SELF-DEFENSE; Lack of Sufficient Provocation

People vs Gutual , G.R. No. 115233. February 22, 1996

Facts: Maglinte was running amuck or berserk chasing their


barangay captain. Drawn by shouts for help from onlookers,
accused Gutual and Nadera (CAFGU) rushed to the scene, with
Gutual firing warning shots into the air. Maglinte stopped pursuing
the barangay captain, turned towards the accused, then started
approaching them. Gutual continued to fire warning shots,
Maglinte kept walking towards him, while Gutual kept retreating to
put some distance between him and the victim. Finally, Gutual
was pinned against the staircase of the barangay hall. Maglinte
was now about one to three meters from Gutual and pressing on,
unceasingly hacking away at Gutual, who, however, managed to
evade the blows. Nadera fired warning shots into the air, but
Maglinte continued his attack. Gutual then fired at the victims
hand to disarm him, but unfortunately the bullet pierced Maglintes
bolo-wielding arm, went through his chest, and came out his back.
Prior to the incident, Maglinte had a predilection for violence.
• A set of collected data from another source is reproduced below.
PR #937, opened 2026-09-13
test(om-213): drive the MarketEngine bench as the host after MD-15

TheCodingDad-TisonK:
## What
Test-only fix for the two red assertions in `tools/test/lua/om_213_organic_premium_test.lua` on development.

MD-15 (MarketDynamics 7521897, merged via PR #148 on 2026-09-08) added a pure-client guard at the top of `MarketEngine:_recalculate`: `if g_server == nil and entry.current ~= nil then return entry.current end` (MarketDynamics origin/development `src/MarketEngine.lua:346`). Neither the SF prelude nor this bench ever set `g_server`, so the engine acted as a pure client and the seeded `current = 10` never moved. Harness drift, not a regression: the composition at `:350-374` is unchanged, and in single player or on a listen host `g_server` is set.

Change:
- `g_server = {}` right before `MarketEngine.new()`, mirroring MD's own MD-15 bench (`MD-15-calendar_quotes_spec_test.lua:41`, `:51`).
- A pure-client witness before the registration lifecycle block: seed a received quote of 12.5, set `g_server = nil`, call `_recalculate`, assert the quote is kept. `g_server` is left nil afterwards.

No MarketDynamics code change. No prelude change on purpose: whether the engine under test is the host or a client is a per-bench decision, and a prelude-wide `g_server` would silently move every other bench onto the server path.

## Evidence
- Before: `om_213_organic_premium_test.lua` 18 passed, 2 failed ("recalculate moves the price for an organic seller :: got 10 want ~11.3333", "clamp B clips the composition band at 3.0 :: got 10 want ~30"). Full suite 3759 passed, 2 failed across 82 files.
- After: 21 passed, 0 failed. Full suite **3762 passed, 0 failed across 82 files**.
- The local sibling MarketDynamics working copy is dirty (branch `fix/MD-15-locked-session-latch`), so the bench was also run in isolation against `git show origin/development:src/MarketEngine.lua` and `OrganicPremiumBridge.lua` (142b627): 21 passed, 0 failed.
- Syntax gate: `check-staged.mjs` passes the test file; a deliberately broken control file blocks with exit 1. Pre-commit hook ran on commit.

## Owed in game
Nothing new from this change. The OM-213 LOCKED acceptance item (the organic premium visible at a sell point) remains owed as before.

Follow-up outside this PR: ROADMAP.md:151 and TODO.md:151 still explain earlier om_213 reds as "sibling MarketDynamics repo absent in the temp clone"; the later "pre-existing om_213 pair red" rows were this MD-15 drift. Left untouched here to keep the PR test-only.


sasha-rf (approved):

Issue: Is it self-defense or defense of stranger?

Ruling:
There is no defense of stranger here because the unlawful
aggression towards the barangay captain already ceased.

There was unlawful aggression. Since he was running amuck, he


did not care anymore whom to attack or whether the person to be
attacked was unarmed or armed with a high-powered rifle.
Maglinte was already hacking Gutual with his bolo.
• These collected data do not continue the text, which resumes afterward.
PR #942, opened 2026-09-14
feat(handful): test kit shows band word and figure for N, P, K and pH (RSF-F217)

TheCodingDad-TisonK:
## RSF-F217: the soil-test-kit entitlement should show the promised N, P, K and pH readings

Brief: ecosystem-dev-tracking, Office Tyson/RSF-F217-test-kit-quantitative-readout-IMPLEMENTATION-BRIEF.md (v1.0 plus amendment v1.2), certified in RSF-SOIL-WAVE-CD-HANDOFF-CERTIFICATE-2026-09-13.

### What changed
- `src/ui/SoilHandfulDialog.lua`
  - `_populate`: one `local kit = (p.testKitActive == true)` drives the four tiles and the footer. False, absent, `1`, `"true"` or a table keep today's band output.
  - New `kitNutrient(clause, key)`: requires the record shape, a finite `.value`, a Poor/Fair/Good status (case-insensitive), `SoilConstants.PPM_DISPLAY` as a table and a finite factor strictly greater than zero. Converts with `math.floor(value * factor + 0.5)`, rejects a non-finite result, then composes the band word and `sf_handful_ppm` through `sf_handful_kit_tile`. Returns `(text, severity)` from the band helper, or nil so the tile helper draws the dash in neutral grey.
  - New `kitPh(ph)`: finite guard, `string.format("%.1f", ph)`, band word and severity from `bandPh`.
  - New `patternHas` and `kitFormat`: a translated pattern must carry exactly the expected conversions (`%%` is a literal); otherwise the exact Lua fallback is used, and formatting runs under pcall so `_populate` never throws.
  - Header contract and stale comments updated.
- `translations/translation_*.xml`, all 27 files: `sf_handful_ppm` = `%d ppm` and `sf_handful_kit_tile` = `%s %s`, hand-added after `sf_handful_kit_no`. Non-English rows carry the `eh` hash the way lang_sync formats them; `lang_sync.py sync` was not used because it writes `[EN]` placeholders. `sf_hud_unit_ppm` is not reused.
- Not touched: `HandfulRead.lua`, thresholds, the tile helper, layout, OM and every other clause. F219 remains uncommissioned.

### Verification
- `node tools/test/run-tests.mjs`: 3851 passed, 0 failed across 84 files.
- `handful_panel_sf39_test.lua` gains 57 assertions: N50/P45/K40/pH6.7 gives "Good 150 ppm", "Fair 27 ppm", "Poor 160 ppm", "Good 6.7" with band colours; N40 reads "Fair 120 ppm" on wheat and "Good 120 ppm" on soybean; false/nil/1/"true"/table keep the bands and the no-kit footer; per-tile dash in neutral grey for missing, NaN, infinite, string, Unknown status and missing value; zero, missing, negative factor and missing table dash that tile only; a valid 0 renders "Poor 0 ppm"; 27.45 rounds to 27, 0.5 rounds to 1, pH 6.25 shows 6.3; malformed patterns (extra, missing, wrong-letter, empty) fall back without throwing, an escaped `%%` is literal, a valid reorder is honoured; the payload is not mutated.
- `handful_read_sf38_test.lua` gains 4: the reader reports true only when the manager grants the farm, false otherwise, false for a non-boolean grant.
- Locale check by grep: both keys present in 27 files, each `%d ppm` once and `%s %s` once; `lang_sync.py check` shows 0 missing for every locale.
- `py build.py --deploy` built and deployed 2.5.0.128. Native check owed at release: kneel with and without the ProStaff kit, in English and one other language.

### Note for Sasha
The two new values are format patterns, not sentences, so no speaker review is needed for them.

### Bob's cold review, carried
APPROVE. Three minors, none a change request:
- The two new English rows carry no `eh`; the next `lang_sync.py sync` will add them and dirty translation_en.xml. Stale detection recomputes from the English value, so the 26 non-English rows read as translated, not stale.
- `sf_handful_ppm` will be counted untranslated in the 26 non-English files because the token "ppm" is not a pure format string. Report noise only; check does not fail on untranslated.
- `HandfulRead.lua:246` still says "neutral-false until the test-kit member ships". The brief forbids touching the reader, so it stays; it is live doc drift for a follow-up.
- A digit-only tail with no conversion letter (for example `%s %s %2`) passes the pattern check and fails inside string.format; the pcall plus fallback retry catches it, so the two layers together are what make it safe.


sasha-rf (approved):

UTF-16 scan: 30 file(s) read at the PR head, all clean.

There was lack of sufficient provocation on the part of Gutual.

The trial court which convicted Gutual ruled that there was no
reasonable necessity of the means employed. Gutual just have
easily parried the alleged bolo-hacking of Maglinte, if ever such
version was true, with the use of his Garand Rifle, and could have
applied close fighting techniques which he was trained to do as a
CAFGU member, and disarm Maglinte of his bolo instead of
shooting the victim.

The Supreme Court ruled that there was reasonable necessity.
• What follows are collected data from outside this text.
PR #943, opened 2026-09-14
fix(tip): ground-tip wrapper honours the engine gates and is switched per mission (RSF-F227)

TheCodingDad-TisonK:
## RSF-F227: Ground-tip permission and wrapper lifetime repair

Brief: ecosystem-dev-tracking, Office Tyson/RSF-F227-ground-tip-override-IMPLEMENTATION-BRIEF.md (v0.4), certified in RSF-F227-ground-tip-override-HANDOFF-CERTIFICATE-2026-09-13.

### What changed
- NEW `src/hooks/GroundTipGate.lua`: the wrapper, the once-per-process install flag, the runtime flag and the captured predecessor. `install()` wraps once and returns true only on the call that installed; `enable()` turns the gates on (no-op unless installed); `disable()` turns them off and leaves the live callable alone. Wrapper body, matching the engine at DensityMapHeightUtil.lua:26-37: flag off, return the predecessor's answer; `mgr:getIsValid()` false, return false (colon call, no nil-manager guard, as the engine does); height type present, `ht.canBeTipped and true or false`; otherwise the predecessor.
- `src/main.lua`: sources the module after HookManager; the file-level `_canTipHookInstalled` and the inline closure are replaced by `GroundTipGate.install()` plus `GroundTipGate.enable()` inside the existing `registered > 0` branch of the `if tmpl` fallback block (brief item 4, the enable never leaves that block); `unload()` calls `GroundTipGate.disable()` as its first statement, outside the `if sfm` block (item 3). The misleading install comment is corrected: the hazard is chaining, the manager is resolved live, the flag is what makes the guard correct.
- The optional identity-guarded removal was NOT taken. Bob found `reloadDlcsAndMods` re-sources main.lua on a normal game path, so the live callable could never match and removal could restore the wrong thing.

### Deviation from the brief, stated plainly
The brief asks for a file-level local in main.lua. main.lua cannot load under the fengari bench, so the required spec test could not exercise a wrapper living there. The module keeps every semantic the brief fixes and adds the accessor SG6 joined mode needs to drive the same flag from another file, which a file-local could never allow. Bob's cold review is judging this; Tyson has the veto.

### Invariants
No material gains or loses an engine permission: injected types carry `canBeTipped = true` at main.lua:445. No change to weights, costs, soil effects, the `registered > 0` install condition, settings, save or network.

### Verification
- `node tools/test/run-tests.mjs`: 3830 passed, 0 failed across 85 files.
- `RSF-F227-ground_tip_lifetime_spec_test.lua`, 39 assertions on the real wrapper with stubs: flag on gives invalid manager false, permitted true, forbidden false, missing field false not nil, no height type delegates, invalid manager never reaches the predecessor; flag off returns exactly the predecessor for every input; lifetime false at declaration, enable before install a no-op, false after an unload whose teardown throws, true again next mission with no reinstall and the same function object, inert when injection did not run; a foreign hook stacked on top survives our unload and our gate answers beneath it once re-enabled; install refuses when the util is absent.
- `py build.py --deploy` built and deployed 2.5.0.128; the module is in the zip.
- Native checks owed at release, from the brief: tip a forbidden engine material, a permitted one and a soil-injected one; return to menu, load a second save, repeat, once career and once non-career; with a second mod hooking the same function loaded after Soil, return to menu and confirm its hook still runs. The engine restart lifetime remains not determinable from Lua.

### Bob's cold review, carried
APPROVE, deviation accepted as a build-shape choice inside RESTORES. Two notes to keep:
- After `reloadDlcsAndMods` re-sources the mod (reached from the main menu whenever mods changed), the fresh chunk's install flag is false, so the next mission installs a second wrapper on top of the stale one. Not a regression: the old file-local had the same property, and unload has already switched the stale wrapper to pure delegation, so it is an inert frame. This is the one footnote to "never chains".
- `GroundTipGate._resetForTests()` ships in production source as a test-only entry point, the only one under src/. Inert; named here so it is a decision, not an accident.
- The checklist item "enable sits inside the if-tmpl block and nowhere else" is source-proven at main.lua:494-498, not test-proven, since main.lua cannot load under the bench.


sasha-rf (approved):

Gutual could no longer retreat from the continuing assault by the
victim who, as inexorably shown by his relentless advance
towards the accused-appellant, was poised to kill the latter. The
danger to the accused-appellants life was clearly imminent. It
would not then be proper nor reasonable to claim that he should
have fled or selected a less deadly weapon, because in the
emergency in which, without any reason whatever, he was
placed, there was nothing more natural than to use the weapon
he had to defend himself. In the natural order of things, following
the instinct of self-preservation, he was compelled to resort to a
proper defense It is settled that reasonable necessity of the
means employed does not imply material commensurability
between the means of attack and defense. What the law requires
is rational equivalence, in the consideration of which will enter the
principal factors the emergency, the imminent danger to which the
person attacked is exposed, and the instinct, more than the
reason, that moves or impels the defense, and the
proportionateness thereof does not depend upon the harm done,
but rests upon the imminent danger of such injury.